Assistimos, nos nossos
dias, a um constante ataque a direitos humanos, entre os quais o direito ao
trabalho que, num país democrático, julgaríamos intocáveis e indestrutíveis e
que vão sendo aniquilados, em nome de chavões como “mercados”, “competitividade”,
“regularização das contas públicas” e outros, que fazem abater sobre a cabeça
das camadas mais frágeis da população – trabalhadores e desempregados – o
cutelo do desemprego, da miséria institucionalizada e do retrocesso
civilizacional.
Há mais de um século (1913) a
situação económica e social do país não era muito diferente. País agrícola,
Portugal enfrentava, regularmente, as contingências das condições climáticas e
outras. Em Nisa, a maioria da população, pós República vivia em extremas
condições de miséria. Abundavam os braços, rareavam as ofertas de trabalho, o
flagelo dos expostos não via solução e estávamos longe, muito longe, de
“sonhar” com os emissários do FMI e da alta finança mundial.
O presidente da Comissão
Administrativa da Câmara de Nisa, António Maria de Matos Cardoso, dirigiu-se,
em carta de 21 de Agosto de 1913, ao Ministro do Trabalho e da Previdência
Social, nestes termos:
Excelência
A Comissão Administrativa
do Município de Niza, vem perante Vossa Excelência, representar pedindo para
que consiga do Governo da República a imediata abertura de trabalhos públicos
que, de algum modo conjurar possam a angustiosa crise em que o operariado deste
concelho se debate.
O terrível anno que vai
correndo, tem sido sob o ponto de vista agrícola, verdadeiramente calamitoso.

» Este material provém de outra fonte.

PR #1937, opened 2016-10-16
fix implementation of Function#chain

davidchambers:
See #1936

/cc @benperez

### DIFF
--- a/src/chain.js
+++ b/src/chain.js
@@ -24,12 +24,12 @@ var map = require('./map');
  *
  *      var duplicate = n => [n, n];
  *      R.chain(duplicate, [1, 2, 3]); //=> [1, 1, 2, 2, 3, 3]
+ *
+ *      R.chain(R.append, R.head)([1, 2, 3]); //=> [1, 2, 3, 1]
  */
 module.exports = _curry2(_dispatchable('chain', _xchain, function chain(fn, monad) {
   if (typeof monad === 'function') {
-    return function() {
-      return monad.call(this, fn.apply(this, arguments)).apply(this, arguments);
-    };
+    return function(x) { return fn(monad(x))(x); };
   }
   return _makeFlat(false)(map(fn, monad));
 }));
--- a/test/chain.js
+++ b/test/chain.js
@@ -33,10 +33,12 @@ describe('chain', function() {
         return r + a;
       };
     };
-    var bound = R.chain(h, f);
+    var bound = R.chain(f, h);
     // (>>=) :: (r -> a) -> (a -> r -> b) -> (r -> b)
     // h >>= f = \w -> f (h w) w
     eq(bound(10), (10 * 2) + 10);
+
+    eq(R.chain(R.append, R.head)([1, 2, 3]), [1, 2, 3, 1]);
   });
 
   it('dispatches to objects that implement `chain`', function() {


test/chain.js
```diff
@@ -33,7 +33,7 @@ describe('chain', function() {
         return r + a;
       };
     };
-    var bound = R.chain(h, f);
+    var bound = R.chain(f, h);
     // (>>=) :: (r -> a) -> (a -> r -> b) -> (r -> b)
     // h >>= f = \w -> f (h w) w
     eq(bound(10), (10 * 2) + 10);
```
buzzdecafe: i wouldn't mind seeing the `chain(append, head)([1, 2, 3]) //=> [1, 2, 3, 1]` example tested here. For my money that is a very clear illustration of the behavior

davidchambers: :zap:

buzzdecafe:
i'm glad i inadvertently stumbled upon the problem that resulted in this fix

:dromedary_camel:

src/chain.js
```diff
@@ -24,12 +24,12 @@ var map = require('./map');
...
  *      R.chain(duplicate, [1, 2, 3]); //=> [1, 1, 2, 2, 3, 3]
+ *
+ *      R.chain(R.append, R.head)([1, 2, 3]); //=> [1, 2, 3, 1]
  */
 module.exports = _curry2(_dispatchable('chain', _xchain, function chain(fn, monad) {
   if (typeof monad === 'function') {
-    return function() {
-      return monad.call(this, fn.apply(this, arguments)).apply(this, arguments);
-    };
+    return function(x) { return fn(monad(x))(x); };
```
buzzdecafe: of all the constraints we try to satisfy, supporting `this` context is the first one i would throw overboard.

davidchambers: Down with `this`!

benperez:
Nice catch folks, the implementation doesn't match the signature so that was definitely a bug. I think it probably went uncaught because we were trying to do something crazy like this 😛 :
`monad.call(this, fn.apply(this, arguments)).apply(this, arguments);`

How do we feel about the fact that our `Chain` method takes its args in the opposite order of `Fantasy-Land` (and also from Haskell's `(>>=)` FWIW). In the general case, I think taking the bound function first (`R.chain(x => fnThatReturnsAMaybe, Just(1))` makes more sense, since that's what we'd want to partially apply in a point-free style.

buzzdecafe:
> How do we feel about the fact that our Chain method takes its args in the opposite order of Fantasy-Land

Seems consistent with `map`, e.g.

FantasyLand `map`
`map :: Functor f => f a ~> (a -> b) -> f b`

Ramda `map`
`map :: Functor f =>  (a -> b) -> f a -> f b`

FantasyLand `chain`
`chain :: Chain m => m a ~> (a -> m b) -> m b`

Ramda `chain`
`chain :: Chain m => (a -> m b) -> m a -> m b`

davidchambers:
Adding `ap` to the picture makes the similarities between the functions even more apparent:

```haskell
map   :: Functor f => (a -> b) -> f a -> f b
ap    :: Apply f => f (a -> b) -> f a -> f b
chain :: Chain f => (a -> f b) -> f a -> f b
```

benperez:
Cool, 🐪 from me on this change

buzzdecafe:
me too
🐪

CrossEye:
:herb:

Quando a poeira do tempo tiver embranquecido as cabeças dos rapazes d´hoje, hão
de eles recordar este fatídico 1913, como um pesadelo que lhes vincou na alma
uma inolvidável amargura.
As searas apresentaram-se
magnificas e assim se conservaram até que, os últimos dias de Maio, um fungo
“pucimia rubigovera”, as devastou.
Havia ainda a cultura do
milho. Uma última esperança bruxeleava!
Talvez, talvez que uma
pequena compensação trouxesse... também falhoi! Todos os sonhos de prosperidade
ruíram; e os agricultores sem dinheiro, perdida também a enorme energia reduzem
ao mínimo o serviço que é costume efectuar. D´hai a crise de trabalho, agravada
confrangedoramente pela carestia de vida.
E a semente do
sindicalismo, que no inverno passado foi lançada nos espíritos rudes dos
trabalhadores ruraes, lá vae germinando, mercê d´esta circunstancia que lhe é
imensamente favorável: a miséria.
A Comissão Administrativa
da minha presidência comprehende muito bem a impossibilidade de o Estado remediar
por completo esta situação. Mas pode atenuál-a. E uma das formas de o
conseguir, consistirá em abrir trabahos públicos.
No prosseguimento da
construcção da estrada do Tejo a Amieira, encontrariam muitos braços emprego
para a sua actividade, além de assim, se efectuar uma obra de incontestável
utilidade publica.
Nas mãos de Vossa
Excelência, depõe a Comissão Administrativa do Município de Niza, esta
representação, na antecipada certeza de que não encontraria quem melhor do que
Vossa Excelência faça triumphar a obra de justiça que n´ela se reclama.